JISS - The Jerusalem Institute for Strategic Studies

Fresh off Iran deal and Jerusalem embassy wins, CPAC holds an illuminating call. Lerman and Weinberg from JISS say that the US and Israel are on the same page, with a sober understanding of the challenges ahead.

The National Interest Online, May 10, 2018

by Curt Mills

 

President Donald Trump’s moves to pull the United States from the Joint Comprehensive Plan of Action (JCPOA), otherwise known as the Iran deal, and shift the American embassy from Tel Aviv to Jerusalem have been met with widespread skepticism: from the elite in Trump’s own country, from traditional U.S. allies and from most of the West’s trained diplomats.

But he is not without steadfast supporters.

The embassy in Jerusalem will open next week.

“America is back,” cheered conservative organizers on a call Wednesday. Along with the president’s decision to leave the Iran deal, announced Tuesday, many in the president’s domestic political base—along with right-wing activists and intellectuals in Benjamin Netanyahu’s Israel—are not concerned, but rather, ebullient.

“The two countries are on the same page, with a sober understanding of the challenges ahead,” said David Weinberg, Vice President of the Jerusalem Institute for Strategic Studies (JISS), on a call organized by American political activist and CPAC (Conservative Political Action Conference) chief Matt Schlapp.

Schlapp is a former political director for George W. Bush and the husband of White House official and former Fox News star Mercedes Schlapp.

The organizers of the call—including Trump-favorite Congressman Ron DeSantis, running for governor in Florida—intimated that they were emboldened by the recent moves.

Qatar, a country that has faded from the hot seat since last summer, was explicitly called “an Islamic outpost,” and “the Iranian challenge” was spoken about in no uncertain terms.

Recent U.S.-Israeli moves break “the paradigm of unrealistic Arab and Palestinian expectations,” said Israeli Col.
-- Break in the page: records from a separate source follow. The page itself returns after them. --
PR #11, opened 2019-08-06
Int2019 22 collapsed menu

moleguaco99:


ClientApp/viking-vault/src/components/styles.css
```diff
@@ -34,8 +34,10 @@
 }
 
 .regular-div{
```
vasi-axinte: regular-div is not a suggestive enough name.

ClientApp/viking-vault/src/components/styles.css
```diff
@@ -34,8 +34,10 @@
...
+    padding-top: 15px;
+    padding-left: 15%;
     border-bottom: 1px solid #09424d;
-    height:46px;
+    height:60px;
 }
 
 .img{
```
vasi-axinte: Having a img class isn`t a best practice. The name should be more descriptive.

ClientApp/viking-vault/src/components/styles.css
```diff
@@ -185,4 +197,9 @@ hr{
     display: inline-block;
     font-size: 16px;
     cursor: pointer;
+}
+
+.accountsTitle{
```
vasi-axinte: This name should respect the kebab-casing

vasi-axinte (changes requested):

ClientApp/viking-vault/src/components/styles.css
```diff
@@ -7,7 +7,7 @@
     transition: 0.5s;
     position: absolute;
     box-shadow: 0 4px 8px 0 rgba(0, 0, 0, 0.2), 0 6px 20px 0 rgba(0, 0, 0, 0.19);
-    width: 150px;
+    width: 60px;
 }
 
 .sidebar-false{
```
Slitthe: Please avoid using this class naming of "base-" + "true"/"false", it's really confusing, you could for example use `.sidebar.expanded` or `sidebar-collapsed` and `sidebar-expanded` (if that's what this true/false means when referring to the sidebar)

ClientApp/viking-vault/src/components/styles.css
```diff
@@ -131,21 +133,31 @@
...
+    display:none;
 }
 
-.paragraph-false{
+.span-false{
     color: #09424d;
     font-weight: lighter;
 }
+
+.dashboard-true{
```
Slitthe: Same as above regarding the CSS class naming of "base" + "false"/"true"

ClientApp/viking-vault/src/components/SideBar.tsx
```diff
@@ -34,25 +34,28 @@ class SideBar extends React.Component<any, ISideBarState> {
         return(
             <div className={"sidebar-" + this.state.show} id="mySidebar">
                 <div className="regular-div">
-                    <p className="p"> <img className="img" src={dashboard} alt=""/> My Dashboard  <img src={arrow} className = {this.state.show ? "transform-none img" : "transform-reverse img"} alt="" onClick={this.clickHandler}/></p>
+                        <img className="img" src={dashboard} alt=""/> 
+                        &nbsp;
+                        <span className = {"dashboard-" + this.state.show}>Dashboard</span>
+                        <img src={arrow} className = {this.state.show ? "transform-none img" : "transform-reverse img"} alt="" onClick={this.clickHandler}/>
```
Slitthe: Small thing, but if the alt attribute is empty then it's kind of redundant to be there

ClientApp/viking-vault/src/components/SideBar.tsx
```diff
@@ -34,25 +34,28 @@ class SideBar extends React.Component<any, ISideBarState> {
         return(
             <div className={"sidebar-" + this.state.show} id="mySidebar">
                 <div className="regular-div">
-                    <p className="p"> <img className="img" src={dashboard} alt=""/> My Dashboard  <img src={arrow} className = {this.state.show ? "transform-none img" : "transform-reverse img"} alt="" onClick={this.clickHandler}/></p>
```
Slitthe, line 37: Could you maybe give more suggestive names for the classes of `regular-div` and `p`?, for example you could name it `standard-container` if that's what it does..?

ClientApp/viking-vault/src/components/SideBar.tsx
```diff
@@ -34,25 +34,28 @@ class SideBar extends React.Component<any, ISideBarState> {
...
-                <p className = {"paragraph-" + this.state.show + " p"}> <img className="img" src={block} alt=""/> &nbsp; Block card </p>
+                        <img className="img" src={block} alt=""/> <span className = {"span-" + this.state.show}>Block card</span>
                 </div>
                 <div className = {"side-menu-" + this.state.show}>
-                <p className = {"paragraph-" + this.state.show + " p"}> <img className="img" src={placeholder} alt=""/> &nbsp; Locations </p>
+                        <img className="img" src={placeholder} alt=""/> <span className = {"span-" + this.state.show}>Locations</span>
                 </div>
                 <div className = {"side-menu-" + this.state.show}>
-                <p className = {"paragraph-" + this.state.show + " p"}> <img className="img" src={card} alt=""/> &nbsp; Contact </p>
+                        <img className="img" src={card} alt=""/> <span className = {"span-" + this.state.show}>Contact</span>
```
Slitthe: It seems to me that the expression of `"span-" + this.state.show` is used multiple times in the JSX; you could extract this into a variable at the top of the render and use that variable in the JSX elements


let foo: string = "span-" + this.state.show;
...
...
<img className={foo}

ClientApp/viking-vault/src/components/SideBar.tsx
moleguaco99: It's okay, I erased all those p's anyway :3

ClientApp/viking-vault/src/components/styles.css
moleguaco99: 'Tis was solved

ClientApp/viking-vault/src/components/SideBar.tsx
```diff
@@ -31,28 +33,37 @@ class SideBar extends React.Component<any, ISideBarState> {
...
+
+                <div className="dashboard-div">
+                        <img className="menu-icon" src={dashboard} /> 
+                        &nbsp;
+                        <span className = {dashboard_visibility}>Dashboard</span>
+                        <img src={arrow} className = {this.state.show ? "transform-none menu-icon" : "transform-reverse menu-icon"} alt="" onClick={this.clickHandler}/>
                 </div>
-                <div className = {"side-menu-" + this.state.show}>
-                <p className = {"paragraph-" + this.state.show + " p"}> <img className="img" src={transfer} alt=""/> &nbsp; Transfer </p>
+                <div className = {side_menu_visibility}>
```
vasi-axinte: That variable name should be camelCased

vasi-axinte (changes requested):

ClientApp/viking-vault/src/components/styles.css
```diff
@@ -33,12 +29,14 @@
     vertical-align: middle;
 }
 
-.regular-div{
+.dashboard-div{
```
vasi-axinte: dashboard-div isn`t specific enough. More exactly, that -div has no real purpose.

vasi-axinte (changes requested):

ClientApp/viking-vault/src/components/styles.css
```diff
@@ -131,23 +129,30 @@
 }
 
 .side-menu-true {
```
Slitthe: Please try to find a better way to express a boolean state that an HTML component can have rather than having "class-" + "true"/"false", this is applicable all throughout the application, not just here

ClientApp/viking-vault/src/components/SideBar.tsx
```diff
@@ -31,28 +33,37 @@ class SideBar extends React.Component<any, ISideBarState> {
     }
 
     render(){
+        
+        let sidebarVisibility:string = this.state.show ? "sidebar collapsed" : "sidebar expanded";
```
Slitthe: Best practice in JavaScript is that if that variable is not changed, you make it a `const`

vasi-axinte (approved):

PR #12, opened 2019-08-07
Int2019 31 user transaction list done

robertpin:


moleguaco99 (approved):

moleguaco99 (approved):
Everything is just fine

Server/VikingVault.Services/TransactionService.cs
```diff
@@ -0,0 +1,31 @@
...
+
+        public Transaction AddTransaction(Transaction tran)
+        {
+            throw new NotImplementedException();
+        }
+
+        public List<Transaction> GetTransactions(string userId)
+        {
+            int uid = int.Parse(userId);
+            return _dbContext.Transactions.Where(t => t.user.Id == uid).OrderByDescending(t => t.Date).Take(5).ToList();
```
Slitthe: It's better to move these kind of variables outside (the `Take(5)` one), instead of writing them inline

ClientApp/viking-vault/src/UserDashboard/TransactionList.css
```diff
@@ -0,0 +1,19 @@
...
+
+.transactions table {
+    color: #58595B;
+}
+
+.transactions h5 {
+    color: #004450;
+}
+
+.transactions img {
```
Slitthe: It's better to avoid using elements names as much as possible and instead to use classes, so if the image represent an user image instead of saying `.transactions img`, you should rather say `.transactions .user-image`

Server/VikingVault.API/Controllers/TransactionController.cs
```diff
@@ -0,0 +1,33 @@
...
+
+namespace VikingVault.API.Controllers
+{
+    [Route("api/[controller]")]
+    [ApiController]
+    public class TransactionController : ControllerBase
+    {
+        private readonly ITransactionService _transactionService;
+
+        public TransactionController(ITransactionService ts)
```
vasi-axinte: What is ts?

vasi-axinte (changes requested):

vasi-axinte (approved):

PR #14, opened 2019-08-08
Int2019 30 user account page

moleguaco99:


ClientApp/viking-vault/src/components/AccountPage.tsx
```diff
@@ -19,18 +26,39 @@ class AccountPage extends React.Component<any, IAccountState>{
         super(props);
```
ed2298: Please remove this empty line.

ClientApp/viking-vault/src/components/AccountPage.tsx
```diff
@@ -19,18 +26,39 @@ class AccountPage extends React.Component<any, IAccountState>{
...
+                    this.state.usdBalance*data.rates.USD + 
+                    this.state.yenBalance*data.rates.JPY
+                })
+            }
+        })
+    }
+    
     componentDidMount(){
-
+
```
ed2298: Please remove this empty line.

ClientApp/viking-vault/src/components/styles.css
```diff
@@ -171,10 +196,18 @@
 
 .transform-none{
     transform: none;
+    margin-left:30%;
+    position:absolute;
+    bottom:3%;
+
```
ed2298: Remove this empty line

Server/VikingVault.API/Controllers/AccountsController.cs
```diff
@@ -27,7 +27,10 @@ public AccountsController(IAccountService accService)
         [HttpGet]
         public ActionResult<UserAccount> Get()
         {
-            UserAccount userAccount = _accService.FindById();
+            var token = Request.Headers["x-access-token"];
+
```
ed2298, line 31: Remove this empty line. Also, you could  rename _accService into _accountService.

Server/VikingVault.DataAccess/VikingVaultDbContext.cs
```diff
@@ -15,6 +15,7 @@ public VikingVaultDbContext(DbContextOptions<VikingVaultDbContext> options)
         
         public DbSet<User> User { get; set; }
         public DbSet<BankAccount> BankAccount { get; set; }
+        public DbSet<Card> Card { get; set; }
```
ed2298: Please rename this variable into "Cards", since it is a set of cards.

Server/VikingVault.Services/AccountService.cs
```diff
@@ -2,26 +2,70 @@
...
-        public UserAccount FindById()
+        public UserAccount GetUserAccount(StringValues token)
         {
-            return null;
+            var tokenObject = new JwtSecurityToken(token);
+            string userId = tokenObject.Payload["Id"].ToString();
+
+            User returnedUser = _dbContext.User.SingleOrDefault(u => u.Id == int.Parse(userId));
+            Card card = _dbContext.Card.SingleOrDefault(u => u.UserId == int.Parse(userId));
+
```
ed2298: Remove this empty line

Server/VikingVault.Services/AccountService.cs
```diff
@@ -2,26 +2,70 @@
...
+                        break;
+                    case "Usd":
+                        userAccount.UsdBalance = ba.Balance;
+                        break;
+                    case "Yen":
+                        userAccount.YenBalance = ba.Balance;
+                        break;
+                }
+            }
+
```
ed2298: Remove this empty line, too.

ClientApp/viking-vault/src/components/AccountPage.tsx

Eran Lerman, Vice President of JISS.

Weinberg said that “Trump had laid away with obsolete paradigms such as the statement that: ‘The two state-solution is the only solution.’”

Lerman continued: “The region is broken up into camps: there is the Iranian camp…. The Islamic State camp…. There’s the Muslim Brotherhood camp….But there is a fourth camp that stands against the other three that includes most of the Gulf States (except Qatar), led by Saudi Arabia… and it includes Israel.”

At one point, Lerman floated that the United States should lead the effort to end NATO’s military arrangement with Qatar.

“Yesterday… was historic,” said DeSantis, who then quoted John Adams.

“The Hebrews have done more to civilize man than any other nation. I really wish for the Jews again in Judea as an independent nation,” DeSantis said, quoting Adams, noting that an Israeli project, or equivalent, has been “talked about since the beginning of the American experiment.”

Schlapp and Weinberg noted that a relative lack of violence in the Middle East in reaction to both the JCPOA and Jerusalem decisions should encourage further bold American action.

“I think there was a euphoria that a president would actually … implement a tough decision, that does have consequences,” said Schlapp.

The activists and supporters also hatched their next move. The president’s family, including Jared Kushner and Ivanka Trump, will be at the opening of the embassy next week, along with Treasury Secretary Steven Mnuchin and Mid East envoy Jason Greenblatt.

“Indeed, it will be a great day next week,” said Weinberg. Going forward: “The most important agenda item for Israel is strengthening Israel’s control over [greater Jerusalem]… and building in and around Jerusalem to ensure the city’s future.”

Weinberg continued: “There are several strategic zones on the eastern edge of Jerusalem where Israel has planned to build 50,000 homes, and has planned this for decades, but successive American administrations have blocked this, using the argument that this territory is necessary for the “territorial contiguity of a future Palestinian state.”

Of particular importance, Weinberg said, is building in “a quadrant known as the ‘E-1 zone,’ which runs between Jerusalem and the Jordan Valley. “I… suspect Prime Minister Netanyahu will make a move to shore up Israel’s eastern flank in that way. … And hopefully the Trump administration will provide support for that move.”